= Joseph T. Zoline =

Joseph T. Zoline (September 5, 1912 – September 23, 2004) was the founder and developer of Telluride Ski Resort. He was born in Chicago, the child of Russian immigrants, he went on to work his way through the University of Chicago where he gained highest honors both as an undergraduate and at the Law School. In 1939 Zoline married Janice "Jebby" Kahnweiler.

He rose to the top of his profession as a corporation lawyer. This opened other business opportunities, and he became the chief executive for several corporations, including Carte Blanche, one of the first credit cards, MSL Industries, and Chicago's Arlington Race Track.

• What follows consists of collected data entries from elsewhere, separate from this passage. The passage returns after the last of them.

Issue #115, opened 2015-07-28
TCPSocketAppender with failover


brenuart:
I'm looking for a way to add some failover behaviour to the `LogstashTCPSocketAppender` such that it would temporarily connect to a secondary server when the primary is not reachable. When connected to the secondary, the appender would retry on the master at regular interval until it succeeds.

We are running multiple services per host in a container environment. A log collector is running on every host - services are configured to send their log to the local log collector. If not available, then they should connect to another whose only purpose is to serve as fallback when one of the primaries fail. This setup allows us to shutdown temporarily the local log collector for maintenance without affecting the log collection.

As far as I can't tell such feature is not supported out-of-the box by the `LogstashTCPSocketAppender`. We had a look at the current implementation to see if we could somehow customise it to match our needs but unfortunately most of the relevant classes are either private or package protected. 

We were wondering if such feature is of interest to other people and if you have plans to implement it soon or later.

philsttr:
Hi @brenuart ,

Have you considered using a VIP/load balancer?  I ask, because I have most often seen this use case (not just for logging, but any TCP service) handled on the destination side, without complex logic being required of clients.

brenuart:
Yes of course but we are in a situation where customer don't want to hear about such solution :-(
Stupid, 'cause a simple HAProxy could do the job. So we currently have no other choice than a software solution inside the logging client.

philsttr:
Ok.  Understood.

I'm somewhat hesitant to add this functionality to logstash-logback-encoder, since it is not the best practice to do this within a client side library.  

However, please feel free to submit a PR, and I'll take a look.  If it's not terribly complex, I'll merge it.

I'm thinking it could be as simple as changing `AbstractLogstashTcpSocketAppender.TcpSendingEventHandler.openSocket()` to go down a list of `remoteHost` names as it loops, rather than a single remoteHost.  It would connect to the first one that accepts the connection.

Then, you can control the behavior on the server side by:
* bring up secondary host
* take down primary host
* appender will reconnect to secondary
* perform maintenance on primary
* bring up primary host
* take down secondary host
* appender will reconnect to primary

brenuart:
Since `TcpSendingEventHandler` is a private inner class, I was currently playing at the `SocketFactory` level. It is a big ugly I admit, but that's the only solution I found so far.

[...]

PR #116, opened 2015-07-28
TcpSocketAppender Failover implementation

brenuart:
See https://github.com/logstash/logstash-logback-encoder/issues/115

This PR holds a first quick-and-dirty attempts to implement the feature. Please, have a look for review and comments.

##### Short description of changes
A comma separated list of `host:port` pairs can be specified via the `<hostAddresses>` configuration property. The first host is the primary, while the others are considered secondaries.

The appender tries to connect to the primary and fallbacks to a secondary when unavailable. Hosts are tried in the order they appear in the `<hostAddresses>` property.

When connected to a secondary, the appender tries to reconnect to the primary after `<reconnectionToPrimaryDelay>` time.

### DIFF
--- a/src/main/java/net/logstash/logback/appender/AbstractLogstashTcpSocketAppender.java
+++ b/src/main/java/net/logstash/logback/appender/AbstractLogstashTcpSocketAppender.java
@@ -32,6 +32,8 @@ import javax.net.ssl.SSLContext;
 import javax.net.ssl.SSLSocket;
 import javax.net.ssl.SSLSocketFactory;
 
+import org.apache.commons.lang.StringUtils;
+
 import net.logstash.logback.encoder.SeparatorParser;
 import ch.qos.logback.core.encoder.Encoder;
 import ch.qos.logback.core.net.ssl.ConfigurableSSLSocketFactory;
@@ -80,6 +82,11 @@ public abstract class AbstractLogstashTcpSocketAppender<Event extends DeferredPr
     public static final int DEFAULT_RECONNECTION_DELAY = 30000;
 
     /**
+     * The default reconnection to primary server delay (60000 milliseconds or 60 seconds)
+     */
+    public static final int DEFAULT_RECONNECTION_PRIMARY_DELAY = 60000;
+    
+    /**
      * Default size of the queue used to hold logging events that are destined
      * for the remote peer.
      * Assuming an average log entry to take 1k, this would result in the application
@@ -106,12 +113,30 @@ public abstract class AbstractLogstashTcpSocketAppender<Event extends DeferredPr
     private int port = DEFAULT_PORT;
 
     /**
+     * Comma separated list of host addresses
+     */
+    private String hostAddresses;
+    
+    /**
+     * Array with the host/port information sorted by preference
+     */
+    private HostInfo[] hostInfo;
+    
+    /**
      * Time period for which to wait after a connection fails,
      * before attempting to reconnect.
      * Default is {@value #DEFAULT_RECONNECTION_DELAY} milliseconds.
      */
     private Duration reconnectionDelay = new Duration(DEFAULT_RECONNECTION_DELAY);
 
+    /**
+     * Time period to wait before attempting to reconnect to primary server
+     * when multiple servers are specified. Only happens when the appender
+     * is currently connected to a secondary.
+     * Default is {@value #DEFAULT_RECONNECTION_PRIMARY_DELAY} milliseconds.
+     */
+    private Duration reconnectionToPrimaryDelay = new Duration(DEFAULT_RECONNECTION_PRIMARY_DELAY);
+    
     /**
      * Socket connection timeout in milliseconds. 
      */
@@ -229,6 +254,12 @@ public abstract class AbstractLogstashTcpSocketAppender<Event extends DeferredPr
         private volatile long lastSentTimestamp;
         
         /**
+         * Time at which the current connection should be automatically closed
+         * to force an attempt to reconnect to the primary server
+         */
+        private volatile long connectionTTL = Long.MAX_VALUE;
+        
+        /**
          * Future for the currently scheduled {@link #keepAliveRunnable}.
          */
         private ScheduledFuture<?> keepAliveFuture;
@@ -307,6 +338,15 @@ public abstract class AbstractLogstashTcpSocketAppender<Event extends DeferredPr
                         outputStream.flush();
                     }
                     lastSentTimestamp = currentTime;
+                    
+                    /*
+                     * Should we close the current connection?
+                     */
+                    if( connectionTTL <= currentTime ) {
+                    	addInfo(peerId + "closing connection and attempt to reconnect to primary server.");
+                    	outputStream.flush();
+                    	reopenSocket();
+                    }
                     break;
                 } catch (Exception e) {
                     addWarn(peerId + "unable to send event: " + e.getMessage(), e);
@@ -353,20 +393,26 @@ public abstract class AbstractLogstashTcpSocketAppender<Event extends DeferredPr
          * then it should be able to be used to send.
          */
         private synchronized void openSocket() {
+        	int hostIndex = 0; 
             int errorCount = 0;
             while (isStarted() && !Thread.currentThread().isInterrupted()) {
                 long startTime = System.currentTimeMillis();
                 Socket tempSocket = null;
                 OutputStream tempOutputStream = null;
                 try {
-                    tempSocket = socketFactory.createSocket();
+                	/*
+                	 * Choose next server and update peerId (for status message)
+                	 */
+                    peerId = "Log destination " + hostInfo[hostIndex] + ": ";
+                    
                     /*
                      * Set the SO_TIMEOUT so that SSL handshakes will timeout if they take too long.
                      * 
                      * Note that SO_TIMEOUT only applies to reads (which occur during the handshake process).
                      */
+                    tempSocket = socketFactory.createSocket();
                     tempSocket.setSoTimeout(acceptConnectionTimeout);
-                    tempSocket.connect(new InetSocketAddress(remoteHost, port), acceptConnectionTimeout);
+                    tempSocket.connect(new InetSocketAddress(hostInfo[hostIndex].host, hostInfo[hostIndex].port), acceptConnectionTimeout);
                     tempOutputStream = new BufferedOutputStream(tempSocket.getOutputStream(), writeBufferSize);
                     
                     encoder.init(tempOutputStream);
@@ -375,6 +421,18 @@ public abstract class AbstractLogstashTcpSocketAppender<Event extends DeferredPr
                     
                     this.socket = tempSocket;
                     this.outputStream = tempOutputStream;
+                    
+                    /*
+                     * If connected to a secondary, remember when the connection should be closed to
+                     * force attempt to reconnect to primary
+                     */
+                    if( hostIndex != 0 ) {
+                    	connectionTTL = startTime + reconnectionToPrimaryDelay.getMilliseconds();
+                    }
+                    else {
+                    	connectionTTL = Long.MAX_VALUE;
+                    }
+                    
                     return;
                     
                 } catch (Exception e) {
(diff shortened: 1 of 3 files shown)


src/main/java/net/logstash/logback/appender/AbstractLogstashTcpSocketAppender.java
```diff
@@ -80,6 +82,11 @@
     public static final int DEFAULT_RECONNECTION_DELAY = 30000;
 
     /**
+     * The default reconnection to primary server delay (60000 milliseconds or 60 seconds)
+     */
+    public static final int DEFAULT_RECONNECTION_PRIMARY_DELAY = 60000;
```
philsttr: Hmm.  I think the default should be to not attempt to re-establish the connection.

src/main/java/net/logstash/logback/appender/AbstractLogstashTcpSocketAppender.java
```diff
@@ -113,6 +130,14 @@
     private Duration reconnectionDelay = new Duration(DEFAULT_RECONNECTION_DELAY);
 
     /**
+     * Time period to wait before attempting to reconnect to primary server
+     * when multiple servers are specified. Only happens when the appender
+     * is currently connected to a secondary.
+     * Default is {@value #DEFAULT_RECONNECTION_PRIMARY_DELAY} milliseconds.
+     */
+    private Duration reconnectionToPrimaryDelay = new Duration(DEFAULT_RECONNECTION_PRIMARY_DELAY);
```
philsttr: The naming of this is really similar to `reconnectionDelay`.  Is there a name that better represents refreshing/reestablishing an existing connection that can be used here?

Perhaps 'reattemptPrimaryConnectionDelay'.  Something else?  I don't know, just brainstorming.  It's minor.

src/main/java/net/logstash/logback/appender/AbstractLogstashTcpSocketAppender.java
```diff
@@ -486,6 +560,24 @@ public Socket createSocket() throws IOException {
         
     }
 
+    /**
+     * An immutable representation of a host and port
+     */
+    private static class HostInfo {
+    	private String host;
```
philsttr: Make `host` and `port` final to make this immutable.

src/main/java/net/logstash/logback/appender/AbstractLogstashTcpSocketAppender.java
```diff
@@ -621,9 +769,17 @@ public void setPort(int port) {
     public int getPort() {
         return port;
     }
+    
+    public void setHostAddresses(String hostAddresses) {
```
philsttr: I'm debating whether I like a comma separated list of addresses, or a first-class list better.

For example, you could have:
```
/*
 * Add the given "hostname:port" to the list of possible destination hosts to which to send logs.
 * Hosts will be tried in the order in which they are added.
 * Logs will be sent to the first one which accepts the connection.
 */
void addHostAddress(String hostAddress)
```

And then have your logback config be this:
```
<appender....>
    <hostAddress>hostname1:port1</hostAddress>
    <hostAddress>hostname2:port2</hostAddress>
</appender>
```

Having separate `hostAddress` elements looks better to me, as long as you're not building up a list via variables in xml.

src/main/java/net/logstash/logback/appender/AbstractLogstashTcpSocketAppender.java
```diff
@@ -375,6 +421,18 @@ private synchronized void openSocket() {
                     
                     this.socket = tempSocket;
                     this.outputStream = tempOutputStream;
+                    
+                    /*
+                     * If connected to a secondary, remember when the connection should be closed to
+                     * force attempt to reconnect to primary
+                     */
+                    if( hostIndex != 0 ) {
```
philsttr: _nitpick_: This would read a little better (and be more self-documenting) if you used a constant, or created a wrapper method.

`if (hostIndex != PRIMARY_HOST_INDEX) {`

or 

`if (isPrimaryHost(hostIndex)) {`

src/main/java/net/logstash/logback/appender/AbstractLogstashTcpSocketAppender.java
```diff
@@ -506,23 +598,80 @@ public synchronized void start() {
...
+	        			errorCount++;
+	        			addError("Invalid hostAddress '"+hostAndPort+"': unparseable value (expected format 'host:port')");
+	        			continue;
+	            	}
+	        		
+	        		String host = StringUtils.trim(parts[0]);
+	                try {
+	                    InetAddress.getByName(host);
+	                } catch (UnknownHostException ex) {
+	                    addError("Invalid hostAddress '"+hostAndPort+"': host unkown (was '"+host+"')");
```
philsttr: _type-o_: "unknown"

src/main/java/net/logstash/logback/appender/AbstractLogstashTcpSocketAppender.java
```diff
@@ -506,23 +598,80 @@ public synchronized void start() {
...
+	        if( hostAddresses != null ) {
+	        	String[] hostAndPorts = StringUtils.split(hostAddresses, ",");
+	        	
+	        	hostInfo = new HostInfo[hostAndPorts.length];
+	        	int hostIndex = 0;
+	        	
+	        	for(String hostAndPort: hostAndPorts) {
+	        		String[] parts = StringUtils.split(hostAndPort,':');
+	        		
+	        		if( parts.length != 2 ) {
```
philsttr: Maybe use the `port` field value if the port is not provided?

src/main/java/net/logstash/logback/appender/AbstractLogstashTcpSocketAppender.java
```diff
@@ -506,23 +598,80 @@ public synchronized void start() {
...
+	                     continue;
+	                }
+	        		if( port <= 0 ) {
+						addError("Invalid hostAddress '"+hostAndPort+"': port must be greater than 0 (was "+port+")");
+						errorCount++;
+						continue;
+	                }
+	                
+	                hostInfo[hostIndex] = new HostInfo(host, port);
+	                hostIndex++;
```
philsttr: _nitpick_: This is a personal preference thing, but I generally prefer using Lists for cases like this.  But I could go either way.

src/main/java/net/logstash/logback/appender/AbstractLogstashTcpSocketAppender.java
```diff
@@ -506,23 +598,80 @@ public synchronized void start() {
...
+	        	}
+	        	
+	        	if( port > 0 || remoteHost != null ) {
```
philsttr: The default port is > 0, so this will always trigger a warning.

Just check if `remoteHost != null` here.

philsttr: The default port is > 0, so this will always print a warning.

Just check if `remoteHost != null` here

philsttr:
This looks really good!  Definitely worth integrating.

I made some (mostly minor) comments.

Will need unit tests and documentation updates to go along with it.

Also please remove tabs, and use spaces for indentation.

It will probably take me a while to get to this, so if you want to speed things up, feel free to update the PR.

src/main/java/net/logstash/logback/appender/AbstractLogstashTcpSocketAppender.java
brenuart: Having one entry per host in the XML configuration looks for better - I agree. However, it makes things more difficult in some cases like Docker container environment.
It would be nice if we could set a single `LOG_ADDRESSES` environment variable with the addresses of log collector hosts in order and simply refer to it in the Logback configuration. Having separate entries per host would require the declare one environment variable for each as well. Do you see the point?

What do you think if we do support both schemes. User would shave three options:
1/ `<remoteHost>`, `<remotePort>`: legacy parameters
2/ collection of `<hostAddress>`: your proposed approach
3/ `<hostAddresses>`: comma separated list

These options would be exclusive.

src/main/java/net/logstash/logback/appender/AbstractLogstashTcpSocketAppender.java
brenuart: Disabling this feature would mean the appender would stay on the connected host until a failure occurs. In other words, it wouldn't try to automatically reconnect on the primary. Some people may want that behaviour indeed...

src/main/java/net/logstash/logback/appender/AbstractLogstashTcpSocketAppender.java
brenuart: +1 for me as well.

brenuart:
Documentation is not yet updated - waiting for your feedback regarding the `<hostAddresses>` configuration parameter.
I'm also wondering if we shouldn't make it easier for people to extend the current implementation. We could make `TcpSendingEventHandler` protected instead of private for instance and make sure most interesting configuration parameters are available to child classes. If it had been the case, I could have written my own extension, in my own private java package with additional features you may not want to integrate in the code base.

I'll be off until 20th Augustus - hope you will have some time before then to review the changes and send feedback. Would be nice if the failover feature could be merged before 1st september and a new version released at that time.

philsttr:
Thanks so much!

Yes, I can take a look at making it more extensible as you mentioned.

src/main/java/net/logstash/logback/appender/AbstractLogstashTcpSocketAppender.java
philsttr: Honestly, I've never really liked the name "host" / "port", because it doesn't indicate what is the "host" of  (source/destination?).  How about we do this:

```
/*
 * Add the given comma separated list of destination addresses ("hostname:port")
 * to the list of possible destinations to which to send logs.
 * Hosts will be tried in the order in which they are added.
 * Logs will be sent to the first one which accepts the connection.
 */
void addDestination(String destination)
```

And then the logback config be this:
```
<appender....>
    <destination>hostname1:port1, hostname2:port2</destination>
</appender>
```

OR this:
```
<appender....>
    <destination>hostname1:port1<destination>
    <destination>hostname2:port2</destination>
</appender>
```

And then we can deprecate the host/port fields.

brenuart: Great! I like it as well. 
I was a bit worried about deprecating the host/port fields... We could still keep them and make the two options exclusive. Maybe with a warning at runtime and in the doc saying the host/port will be removed in future releases.

philsttr: Yeah, that's what I meant.  Deprecated means the functionality keeps working, but usage is discouraged.

brenuart:
Work not yet finished. I made a quick commit with your last comments so you can have a look while I'm on holiday (until 21/8).
A few other comments:
- couldn't make it compile because of Java 1.7 construct (compiler is configured for source and target 1.6...) - sorry, no more time to fix it
- I would love to extract the code responsible to parse the host addresses in a separate utility class - would be easier to test
- wondering if wouldn't be a good idea to align the UDPAppender configuration so <destination> could also be used - would make both appender similar
- the reconnect logic is not very efficient in case of "short" network problem: the appender will immediately switch to a secondary if any, or pause for a relative long time (if only one destination) before attempting to reconnect. Maybe an exponential back off strategy would be better. Pluggable?

philsttr:
I've merged this PR into the `failover` branch.  As soon as I update the documentation and do some more testing, I'll merge it to master and release it.

I've changed the thread name logic when multiple destinations are used.  The thread names will now change based on the currently connected destination.

I've extracted the destination string parsing logic out into `DestinationParser`

I've changed the UnknownHostException to just be a warn at configuration/startup time.  The destination will still be added in case it is a transient problem.

Regarding UDPAppender and reconnection logic, I'd rather separate those out into separate issues/PRs so they can potentially be released in a future release.

Documentation has still not been updated.  I'll get to it soon.

philsttr:
Documentation updated on failover branch.

I've tested the branch locally, but would appreciate it if you give it a shot.

philsttr:
Hi @brenuart,

I will be unavailable 25/8-30/8, but I can potentially release this on 24th or 31st.

I'm happy with the changes, but I would ideally like confirmation from you that this works as you expect.

Let me know, and I'll get it released as soon as I can.

Phil

brenuart:
I'll have a look this morning. Expect a confirmation in the next few hours. Nice if we could release it today.

src/main/java/net/logstash/logback/appender/AbstractLogstashTcpSocketAppender.java
```diff
@@ -506,25 +599,40 @@ public synchronized void start() {
             errorCount++;
             addError("No encoder was configured for appender " + name + ".");
```
brenuart: Some but not all error report the appender name in the message.
As far as I can tell, this is not needed as logback core already includes enough information about the failing appender when throwing its exception.
I propose to remove the appender name from every error messages generated by the appender.

brenuart:
Everything works as expected. Nothing against a release of the current codebase asis and delay fixes for the last few comments until next release.

philsttr:
Released in 4.5

src/main/java/net/logstash/logback/appender/AbstractLogstashTcpSocketAppender.java
philsttr: Can you open a new issue for this?  Or better yet, submit PR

In 1968, when Zoline first came to Telluride, the town was a shadow of its former self. The population was under 500. Zoline set about developing the Telluride Ski Resort; planning, designing and building the runs, planning and erecting the lifts, developing the much needed bed base, developing the ski patrol, ski school, general staff, on-mountain facilities, ticketing, marketing, early real estate planning and development, steering the whole complex financial entity through the hard days of national economic downturn were only some of the moving parts that had to be managed.

He and Jebby spent most of this period in Telluride. Zoline took the greatest care in every aspect of planning and execution, from 1968 when he began, to 1978 when he sold to Ron Allred and his partner in Benchmark Companies, A.J. (Jim) Wells.

Zoline hired French Olympian skier Emile Allais to scope out the ferociously difficult terrain and resolve lifts and runs into a coherent ski mountain. Additionally, he hired ecologists and environmental planners to protect the mountain.